Instructions to follow: Among the entries below, find the lines that contain the string "being". State only how many there are.
START Provided records
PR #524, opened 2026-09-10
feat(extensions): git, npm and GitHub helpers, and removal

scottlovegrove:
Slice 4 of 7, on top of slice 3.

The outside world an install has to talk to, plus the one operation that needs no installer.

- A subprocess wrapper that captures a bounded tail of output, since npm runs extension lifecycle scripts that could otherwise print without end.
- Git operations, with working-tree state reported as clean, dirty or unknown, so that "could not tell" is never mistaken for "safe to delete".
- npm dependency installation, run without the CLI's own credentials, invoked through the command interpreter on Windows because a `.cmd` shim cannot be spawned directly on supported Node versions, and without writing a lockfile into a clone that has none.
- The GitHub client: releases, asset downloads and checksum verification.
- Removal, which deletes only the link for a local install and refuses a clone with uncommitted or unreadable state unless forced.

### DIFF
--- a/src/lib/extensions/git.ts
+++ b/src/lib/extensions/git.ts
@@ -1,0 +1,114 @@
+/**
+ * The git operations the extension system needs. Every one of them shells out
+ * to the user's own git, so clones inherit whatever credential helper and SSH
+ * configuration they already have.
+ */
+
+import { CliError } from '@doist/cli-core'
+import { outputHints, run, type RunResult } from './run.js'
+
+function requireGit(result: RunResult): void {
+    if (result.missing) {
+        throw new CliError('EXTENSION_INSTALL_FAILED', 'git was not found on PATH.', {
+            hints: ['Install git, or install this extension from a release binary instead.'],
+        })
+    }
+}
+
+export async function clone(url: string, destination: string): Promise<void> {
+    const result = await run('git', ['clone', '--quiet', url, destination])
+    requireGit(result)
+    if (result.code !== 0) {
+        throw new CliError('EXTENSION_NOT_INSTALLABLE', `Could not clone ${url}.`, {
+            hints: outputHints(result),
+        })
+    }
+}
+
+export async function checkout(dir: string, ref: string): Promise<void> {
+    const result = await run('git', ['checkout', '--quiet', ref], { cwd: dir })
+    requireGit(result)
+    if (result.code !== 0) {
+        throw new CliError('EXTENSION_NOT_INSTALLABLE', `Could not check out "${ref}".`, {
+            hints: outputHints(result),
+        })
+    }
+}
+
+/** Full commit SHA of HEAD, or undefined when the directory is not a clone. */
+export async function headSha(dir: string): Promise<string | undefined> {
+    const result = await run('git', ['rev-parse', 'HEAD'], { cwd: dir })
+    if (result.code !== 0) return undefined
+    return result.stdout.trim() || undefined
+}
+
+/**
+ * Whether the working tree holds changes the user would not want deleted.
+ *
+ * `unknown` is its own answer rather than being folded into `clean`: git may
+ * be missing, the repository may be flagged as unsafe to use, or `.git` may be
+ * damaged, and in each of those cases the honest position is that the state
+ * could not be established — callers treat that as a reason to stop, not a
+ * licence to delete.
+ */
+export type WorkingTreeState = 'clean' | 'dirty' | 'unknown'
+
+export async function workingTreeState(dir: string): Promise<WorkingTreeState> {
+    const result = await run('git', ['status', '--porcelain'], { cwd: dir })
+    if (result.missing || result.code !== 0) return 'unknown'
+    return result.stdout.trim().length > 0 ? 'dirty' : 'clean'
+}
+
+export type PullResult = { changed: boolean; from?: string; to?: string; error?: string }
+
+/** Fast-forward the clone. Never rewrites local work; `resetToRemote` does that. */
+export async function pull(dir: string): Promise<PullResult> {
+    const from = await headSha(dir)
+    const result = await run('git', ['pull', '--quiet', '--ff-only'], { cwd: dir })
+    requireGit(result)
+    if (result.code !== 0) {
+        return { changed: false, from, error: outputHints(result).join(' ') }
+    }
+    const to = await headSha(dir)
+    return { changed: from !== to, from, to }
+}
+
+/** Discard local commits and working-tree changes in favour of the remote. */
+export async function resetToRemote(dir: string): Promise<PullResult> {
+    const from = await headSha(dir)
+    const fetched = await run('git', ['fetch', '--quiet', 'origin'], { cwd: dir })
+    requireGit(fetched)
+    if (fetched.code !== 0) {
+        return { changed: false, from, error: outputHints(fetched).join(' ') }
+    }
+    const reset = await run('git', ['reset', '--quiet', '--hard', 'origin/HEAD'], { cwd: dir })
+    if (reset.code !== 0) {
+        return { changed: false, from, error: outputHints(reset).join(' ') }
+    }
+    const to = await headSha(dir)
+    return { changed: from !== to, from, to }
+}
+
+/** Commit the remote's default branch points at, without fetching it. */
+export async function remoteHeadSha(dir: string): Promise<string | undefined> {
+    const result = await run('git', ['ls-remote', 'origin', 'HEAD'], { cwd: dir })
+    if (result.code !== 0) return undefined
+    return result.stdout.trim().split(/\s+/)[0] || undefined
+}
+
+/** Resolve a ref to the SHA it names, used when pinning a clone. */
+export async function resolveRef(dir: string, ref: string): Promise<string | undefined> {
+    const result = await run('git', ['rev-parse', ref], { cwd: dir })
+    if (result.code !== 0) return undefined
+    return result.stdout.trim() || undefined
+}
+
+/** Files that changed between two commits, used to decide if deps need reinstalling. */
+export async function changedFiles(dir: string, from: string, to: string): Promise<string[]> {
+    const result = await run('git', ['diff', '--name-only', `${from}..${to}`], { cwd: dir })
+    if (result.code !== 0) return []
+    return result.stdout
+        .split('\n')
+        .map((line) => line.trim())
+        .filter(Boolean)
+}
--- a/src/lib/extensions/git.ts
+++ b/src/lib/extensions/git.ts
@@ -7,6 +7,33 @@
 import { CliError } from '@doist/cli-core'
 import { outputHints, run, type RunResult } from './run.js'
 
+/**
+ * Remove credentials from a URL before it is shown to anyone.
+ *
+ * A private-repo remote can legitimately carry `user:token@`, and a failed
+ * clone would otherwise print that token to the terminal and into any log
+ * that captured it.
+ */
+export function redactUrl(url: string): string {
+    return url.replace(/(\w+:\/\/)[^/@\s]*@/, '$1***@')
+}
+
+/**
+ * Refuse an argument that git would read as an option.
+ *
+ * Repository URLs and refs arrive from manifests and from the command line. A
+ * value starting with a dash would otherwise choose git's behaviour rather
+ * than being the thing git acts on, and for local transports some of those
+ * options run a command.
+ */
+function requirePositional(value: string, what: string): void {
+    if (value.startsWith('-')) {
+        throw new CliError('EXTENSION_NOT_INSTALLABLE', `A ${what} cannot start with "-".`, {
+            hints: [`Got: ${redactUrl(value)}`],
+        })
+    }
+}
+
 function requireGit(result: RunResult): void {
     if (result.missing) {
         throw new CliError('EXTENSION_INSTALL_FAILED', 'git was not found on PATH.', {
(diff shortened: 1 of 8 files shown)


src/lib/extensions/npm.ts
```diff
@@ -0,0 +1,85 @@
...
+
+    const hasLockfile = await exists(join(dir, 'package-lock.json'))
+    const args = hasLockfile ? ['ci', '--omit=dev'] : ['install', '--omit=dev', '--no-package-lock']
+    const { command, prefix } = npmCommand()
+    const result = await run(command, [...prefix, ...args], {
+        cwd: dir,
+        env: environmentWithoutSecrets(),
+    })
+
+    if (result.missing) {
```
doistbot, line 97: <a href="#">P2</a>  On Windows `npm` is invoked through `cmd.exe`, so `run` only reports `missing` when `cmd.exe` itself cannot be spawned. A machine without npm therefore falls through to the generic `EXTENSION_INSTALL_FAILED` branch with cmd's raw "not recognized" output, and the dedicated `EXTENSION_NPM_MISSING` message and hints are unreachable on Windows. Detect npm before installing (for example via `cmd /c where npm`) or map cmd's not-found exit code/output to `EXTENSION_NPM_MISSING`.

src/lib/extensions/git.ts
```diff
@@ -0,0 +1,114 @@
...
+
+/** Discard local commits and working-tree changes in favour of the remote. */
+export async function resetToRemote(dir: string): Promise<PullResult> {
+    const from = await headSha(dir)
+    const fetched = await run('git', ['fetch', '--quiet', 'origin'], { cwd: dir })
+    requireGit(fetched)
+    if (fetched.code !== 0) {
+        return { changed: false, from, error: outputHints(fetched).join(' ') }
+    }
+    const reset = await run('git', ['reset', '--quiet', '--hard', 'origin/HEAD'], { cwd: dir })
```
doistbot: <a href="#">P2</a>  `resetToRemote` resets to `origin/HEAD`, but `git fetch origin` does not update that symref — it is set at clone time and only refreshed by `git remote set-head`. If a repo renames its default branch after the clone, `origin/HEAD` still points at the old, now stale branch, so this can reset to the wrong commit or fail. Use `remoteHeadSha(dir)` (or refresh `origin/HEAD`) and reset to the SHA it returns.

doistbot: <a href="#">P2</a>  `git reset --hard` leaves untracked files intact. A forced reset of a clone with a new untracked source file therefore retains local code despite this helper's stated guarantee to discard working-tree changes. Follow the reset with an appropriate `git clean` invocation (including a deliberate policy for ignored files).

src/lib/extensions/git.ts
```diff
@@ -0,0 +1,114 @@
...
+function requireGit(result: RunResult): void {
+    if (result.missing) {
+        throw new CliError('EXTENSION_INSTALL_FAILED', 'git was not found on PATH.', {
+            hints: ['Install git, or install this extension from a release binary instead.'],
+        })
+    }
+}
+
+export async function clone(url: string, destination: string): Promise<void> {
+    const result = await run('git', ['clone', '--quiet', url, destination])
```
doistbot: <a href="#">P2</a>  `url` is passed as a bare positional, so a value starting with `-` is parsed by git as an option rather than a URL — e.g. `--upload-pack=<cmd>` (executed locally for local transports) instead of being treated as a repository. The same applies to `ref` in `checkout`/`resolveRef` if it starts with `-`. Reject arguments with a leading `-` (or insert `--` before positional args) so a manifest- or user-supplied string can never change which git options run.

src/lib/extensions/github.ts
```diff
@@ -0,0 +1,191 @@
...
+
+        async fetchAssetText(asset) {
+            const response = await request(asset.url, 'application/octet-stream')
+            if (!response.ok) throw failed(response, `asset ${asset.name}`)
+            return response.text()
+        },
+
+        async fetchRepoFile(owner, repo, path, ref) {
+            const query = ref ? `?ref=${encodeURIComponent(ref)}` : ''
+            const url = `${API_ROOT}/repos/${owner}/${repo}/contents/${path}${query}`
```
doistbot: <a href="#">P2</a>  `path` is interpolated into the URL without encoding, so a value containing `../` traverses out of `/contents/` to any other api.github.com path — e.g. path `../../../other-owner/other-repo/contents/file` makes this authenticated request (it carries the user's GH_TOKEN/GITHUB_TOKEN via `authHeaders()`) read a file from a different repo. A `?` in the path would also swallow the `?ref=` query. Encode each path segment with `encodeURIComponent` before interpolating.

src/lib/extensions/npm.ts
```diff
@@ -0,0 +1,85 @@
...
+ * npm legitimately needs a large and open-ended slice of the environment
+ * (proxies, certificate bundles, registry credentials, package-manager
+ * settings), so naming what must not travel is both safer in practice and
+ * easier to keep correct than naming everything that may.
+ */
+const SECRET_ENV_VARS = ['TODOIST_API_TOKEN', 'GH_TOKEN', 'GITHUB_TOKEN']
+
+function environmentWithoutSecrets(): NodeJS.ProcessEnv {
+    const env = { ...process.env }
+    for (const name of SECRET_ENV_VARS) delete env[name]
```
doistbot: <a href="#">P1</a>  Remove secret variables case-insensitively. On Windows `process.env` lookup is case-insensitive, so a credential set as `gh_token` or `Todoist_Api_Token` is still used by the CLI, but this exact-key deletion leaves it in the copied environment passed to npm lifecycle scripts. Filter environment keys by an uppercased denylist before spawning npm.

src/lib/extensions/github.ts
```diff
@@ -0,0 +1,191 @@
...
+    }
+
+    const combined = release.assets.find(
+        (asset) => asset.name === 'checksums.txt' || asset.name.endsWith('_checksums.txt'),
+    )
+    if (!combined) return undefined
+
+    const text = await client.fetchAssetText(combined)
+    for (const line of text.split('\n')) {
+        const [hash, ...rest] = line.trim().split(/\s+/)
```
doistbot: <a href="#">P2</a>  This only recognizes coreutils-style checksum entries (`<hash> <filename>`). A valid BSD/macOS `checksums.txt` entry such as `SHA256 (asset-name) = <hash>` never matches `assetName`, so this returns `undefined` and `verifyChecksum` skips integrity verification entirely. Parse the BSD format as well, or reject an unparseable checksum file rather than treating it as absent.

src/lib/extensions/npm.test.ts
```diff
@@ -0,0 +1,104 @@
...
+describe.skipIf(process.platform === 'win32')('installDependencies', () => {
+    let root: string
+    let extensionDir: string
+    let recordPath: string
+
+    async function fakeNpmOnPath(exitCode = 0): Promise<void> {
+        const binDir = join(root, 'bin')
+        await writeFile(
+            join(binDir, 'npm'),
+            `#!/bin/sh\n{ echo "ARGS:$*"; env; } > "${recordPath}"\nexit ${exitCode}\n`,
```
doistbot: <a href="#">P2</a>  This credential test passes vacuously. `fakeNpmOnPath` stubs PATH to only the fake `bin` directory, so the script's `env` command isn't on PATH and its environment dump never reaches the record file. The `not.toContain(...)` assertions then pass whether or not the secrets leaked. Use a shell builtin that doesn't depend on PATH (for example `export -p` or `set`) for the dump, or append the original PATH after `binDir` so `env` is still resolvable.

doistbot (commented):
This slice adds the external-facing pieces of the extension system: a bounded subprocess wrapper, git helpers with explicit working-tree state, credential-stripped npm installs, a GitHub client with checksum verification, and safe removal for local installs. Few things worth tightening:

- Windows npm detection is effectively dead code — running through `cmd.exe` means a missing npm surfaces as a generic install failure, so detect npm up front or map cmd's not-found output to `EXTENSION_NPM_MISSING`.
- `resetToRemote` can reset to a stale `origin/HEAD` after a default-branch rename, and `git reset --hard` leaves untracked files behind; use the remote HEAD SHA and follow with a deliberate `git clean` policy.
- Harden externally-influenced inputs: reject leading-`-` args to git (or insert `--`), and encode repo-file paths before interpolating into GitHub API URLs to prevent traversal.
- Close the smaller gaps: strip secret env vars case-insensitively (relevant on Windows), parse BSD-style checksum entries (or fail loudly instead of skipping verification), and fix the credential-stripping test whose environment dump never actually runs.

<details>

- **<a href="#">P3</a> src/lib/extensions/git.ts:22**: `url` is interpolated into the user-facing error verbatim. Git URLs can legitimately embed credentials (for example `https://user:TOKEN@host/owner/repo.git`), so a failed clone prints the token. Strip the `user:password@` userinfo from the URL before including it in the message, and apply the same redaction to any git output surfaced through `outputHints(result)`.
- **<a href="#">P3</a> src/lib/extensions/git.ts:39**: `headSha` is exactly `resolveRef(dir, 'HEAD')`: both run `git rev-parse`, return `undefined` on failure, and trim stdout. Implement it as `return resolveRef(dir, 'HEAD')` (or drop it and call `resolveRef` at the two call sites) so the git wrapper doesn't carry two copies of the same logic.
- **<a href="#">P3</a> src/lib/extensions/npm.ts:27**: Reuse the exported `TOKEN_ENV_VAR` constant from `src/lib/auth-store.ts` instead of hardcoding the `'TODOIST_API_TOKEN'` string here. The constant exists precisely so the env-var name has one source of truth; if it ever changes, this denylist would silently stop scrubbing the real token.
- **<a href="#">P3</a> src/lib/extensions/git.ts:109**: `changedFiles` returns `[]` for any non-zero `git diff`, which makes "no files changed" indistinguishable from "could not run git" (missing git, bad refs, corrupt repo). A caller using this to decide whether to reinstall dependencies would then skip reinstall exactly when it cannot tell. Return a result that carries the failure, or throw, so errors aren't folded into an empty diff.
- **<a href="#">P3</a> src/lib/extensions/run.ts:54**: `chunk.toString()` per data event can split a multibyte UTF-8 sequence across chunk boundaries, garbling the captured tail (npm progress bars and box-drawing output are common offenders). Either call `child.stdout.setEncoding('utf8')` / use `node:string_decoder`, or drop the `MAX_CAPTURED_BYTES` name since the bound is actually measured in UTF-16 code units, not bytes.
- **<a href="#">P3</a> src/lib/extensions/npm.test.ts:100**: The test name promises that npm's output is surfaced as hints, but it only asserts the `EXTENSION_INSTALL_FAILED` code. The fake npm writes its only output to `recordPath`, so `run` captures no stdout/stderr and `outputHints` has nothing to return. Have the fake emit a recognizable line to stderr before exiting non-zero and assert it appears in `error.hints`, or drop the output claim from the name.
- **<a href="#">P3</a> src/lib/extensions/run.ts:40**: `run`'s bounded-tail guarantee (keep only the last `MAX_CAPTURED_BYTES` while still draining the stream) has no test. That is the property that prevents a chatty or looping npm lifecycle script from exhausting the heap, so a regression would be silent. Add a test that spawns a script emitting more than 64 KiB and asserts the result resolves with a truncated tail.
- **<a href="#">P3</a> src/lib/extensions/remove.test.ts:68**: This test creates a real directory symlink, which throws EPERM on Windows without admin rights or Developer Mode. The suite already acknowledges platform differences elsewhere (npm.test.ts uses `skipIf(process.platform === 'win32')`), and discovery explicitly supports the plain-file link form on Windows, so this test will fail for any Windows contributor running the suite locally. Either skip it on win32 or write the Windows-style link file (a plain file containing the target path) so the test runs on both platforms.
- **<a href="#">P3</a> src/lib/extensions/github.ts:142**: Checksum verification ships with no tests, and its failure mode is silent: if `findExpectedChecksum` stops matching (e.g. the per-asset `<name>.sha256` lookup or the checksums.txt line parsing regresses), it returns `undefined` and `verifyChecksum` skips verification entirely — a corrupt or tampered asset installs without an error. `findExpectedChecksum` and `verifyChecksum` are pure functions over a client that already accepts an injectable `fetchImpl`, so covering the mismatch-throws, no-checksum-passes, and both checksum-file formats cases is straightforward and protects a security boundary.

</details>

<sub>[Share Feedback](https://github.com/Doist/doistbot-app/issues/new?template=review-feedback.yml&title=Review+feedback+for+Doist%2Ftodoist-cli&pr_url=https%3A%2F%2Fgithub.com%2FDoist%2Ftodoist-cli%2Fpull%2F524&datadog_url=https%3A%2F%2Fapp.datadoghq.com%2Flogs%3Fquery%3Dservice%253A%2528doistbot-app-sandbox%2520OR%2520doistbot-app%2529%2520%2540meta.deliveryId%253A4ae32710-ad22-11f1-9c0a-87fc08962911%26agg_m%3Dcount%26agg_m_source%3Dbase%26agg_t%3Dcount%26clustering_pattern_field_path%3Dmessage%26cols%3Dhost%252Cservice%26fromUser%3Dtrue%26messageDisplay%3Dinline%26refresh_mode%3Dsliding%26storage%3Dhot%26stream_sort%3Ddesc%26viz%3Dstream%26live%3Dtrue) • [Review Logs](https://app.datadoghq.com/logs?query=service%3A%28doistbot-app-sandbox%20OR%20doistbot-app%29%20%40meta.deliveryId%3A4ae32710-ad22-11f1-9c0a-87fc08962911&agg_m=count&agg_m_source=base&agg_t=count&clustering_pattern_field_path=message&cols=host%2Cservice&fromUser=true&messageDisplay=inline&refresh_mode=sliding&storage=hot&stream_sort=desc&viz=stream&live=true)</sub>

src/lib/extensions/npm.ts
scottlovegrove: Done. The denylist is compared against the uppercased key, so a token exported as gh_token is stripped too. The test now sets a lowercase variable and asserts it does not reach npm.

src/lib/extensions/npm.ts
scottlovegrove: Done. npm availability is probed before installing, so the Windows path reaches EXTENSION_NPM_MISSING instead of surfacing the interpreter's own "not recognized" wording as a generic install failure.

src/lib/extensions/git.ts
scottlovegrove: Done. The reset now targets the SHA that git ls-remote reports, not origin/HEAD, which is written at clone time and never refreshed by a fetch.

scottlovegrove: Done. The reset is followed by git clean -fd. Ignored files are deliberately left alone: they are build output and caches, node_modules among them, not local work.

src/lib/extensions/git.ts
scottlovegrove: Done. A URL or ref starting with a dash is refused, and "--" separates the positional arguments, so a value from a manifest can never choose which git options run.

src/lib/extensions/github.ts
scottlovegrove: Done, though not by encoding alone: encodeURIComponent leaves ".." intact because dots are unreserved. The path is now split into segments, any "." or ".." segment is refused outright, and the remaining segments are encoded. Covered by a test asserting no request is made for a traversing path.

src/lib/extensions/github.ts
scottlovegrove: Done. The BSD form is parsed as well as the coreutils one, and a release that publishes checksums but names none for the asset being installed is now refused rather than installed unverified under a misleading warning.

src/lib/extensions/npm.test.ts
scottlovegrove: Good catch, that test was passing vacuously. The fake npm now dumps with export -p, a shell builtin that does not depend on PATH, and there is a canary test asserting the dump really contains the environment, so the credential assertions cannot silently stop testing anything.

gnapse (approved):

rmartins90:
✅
END Provided records
Response area: 4